• WORK ITEM
Every line below that has "dellaert" in it should be copied.

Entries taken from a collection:
PR #419, opened 2020-07-21
Values Print Formatting

varunagrawal:
Added some formatting to the values printing to make viewing it easier.


dellaert:
@varunagrawal i made a milestone for all 4.1.1 changes, and added this to it. 4.1 is *just* pybind wrapper *and* removing all 4.0 deprecated methods. 4.1.1 can follow relatively soon after that, or we can just leave things in develop for a while. I don’t want yo hold up the 4.q version bump with a whole lot of PRs. (did you change some back to 4.1??)

gtsam/base/GenericValue.h
```diff
@@ -84,7 +84,7 @@ class GenericValue: public Value {
 
   /// Virtual print function, uses traits
   virtual void print(const std::string& str) const {
-    std::cout << "(" << demangle(typeid(T).name()) << ") ";
+    std::cout << "(" << demangle(typeid(T).name()) << ") " << std::endl;
```
jlblancoc, line 87: "\n" is preferred to std::endl since it might be faster. endl implies a stream sync, AFAIK.

This applies to everywhere in this PR...

varunagrawal:
@dellaert sounds good. Since this is a print update, I wasn't sure if it should be in a minor version bump rather than a patch version bump.

varunagrawal:
@jlblancoc great catch. The `\n` makes total sense here; I was waiting on getting #358 merged in before finishing up this PR :smile:

gtsam/base/GenericValue.h
```diff
@@ -83,8 +83,8 @@ class GenericValue: public Value {
   }
 
   /// Virtual print function, uses traits
-  void print(const std::string& str) const override {
-    std::cout << "(" << demangle(typeid(T).name()) << ") ";
+  virtual void print(const std::string& str) const override {
```
dellaert, line 86: no virtual if override

PR #424, opened 2020-07-23
replace boost random with std random

acxz:
follow up in spirit to #233 
this pr removes all boost random

### DIFF
--- a/timing/timeMatrixOps.cpp
+++ b/timing/timeMatrixOps.cpp
@@ -34,7 +34,7 @@ using boost::format;
 using namespace boost::lambda;
 
 static std::mt19937 rng;
-static std::uniform_real_distribution<> rg(-1.0, 0.0);
+static std::uniform_real_distribution<> uniform(-1.0, 0.0);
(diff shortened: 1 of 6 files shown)


timing/timeMatrixOps.cpp
```diff
@@ -33,7 +33,8 @@ using namespace std;
 using boost::format;
 using namespace boost::lambda;
 
-static boost::variate_generator<boost::mt19937, boost::uniform_real<> > rng(boost::mt19937(), boost::uniform_real<>(-1.0, 0.0));
+static std::mt19937 rng;
+static std::uniform_real_distribution<> rg(-1.0, 0.0);
```
dellaert, line 37: maybe call this uniform?

acxz: Yeah was debating on change the name to be more appropriate.

acxz: changed `rg` -> `uniform`
`rni` -> `ri` -> `uniform_i`
`rnj` -> `rj` -> `uniform_j`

• RESPONSE TO THIS TASK
dellaert:
@dellaert sounds good. Since this is a print update, I wasn't sure if it should be in a minor version bump rather than a patch version bump.
dellaert, line 86: no virtual if override
dellaert, line 37: maybe call this uniform?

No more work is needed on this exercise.